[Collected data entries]
>>

PR #316, opened 2020-02-09
filter: use TiDB's IsMemOrSysDB() method in IsSystemSchema()

kennytm:
### What problem does this PR solve? 

TiDB introduced two additional system schemas in pingcap/tidb#13757 (`metrics_schema`) and pingcap/tidb#14147 (`inspection_schema`), which `filter.IsSystemSchema()` currently cannot recognize.

### What is changed and how it works?

To avoid playing catch up with TiDB in the future, we changed the implementation of `filter.IsSystemSchema()` to forward to the standard `"github.com/pingcap/tidb/util".IsMemOrSysDB()`. 

### Check List 

Tests 

 - Unit test

Code changes

 - Has exported function/method change

Side effects

Related changes

PR #322, opened 2020-03-06
hard code to remove tidb dep from pkg/filter

IANTHEREAL:


3pointer (approved):

amyangfei (approved):
LGTM

kennytm:
🤨 The reason we used `util.IsMemOrSysDB` (#316) was to avoid someday TiDB added yet another system schema.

<<

> Your assignment: Of the entries above, repeat exactly the lines from the line with "### What is changed and how it works?" through the line with "Related changes", both of them included.

> Answer to this exercise:
### What is changed and how it works?

To avoid playing catch up with TiDB in the future, we changed the implementation of `filter.IsSystemSchema()` to forward to the standard `"github.com/pingcap/tidb/util".IsMemOrSysDB()`. 

### Check List 

Tests 

 - Unit test

Code changes

 - Has exported function/method change

Side effects

Related changes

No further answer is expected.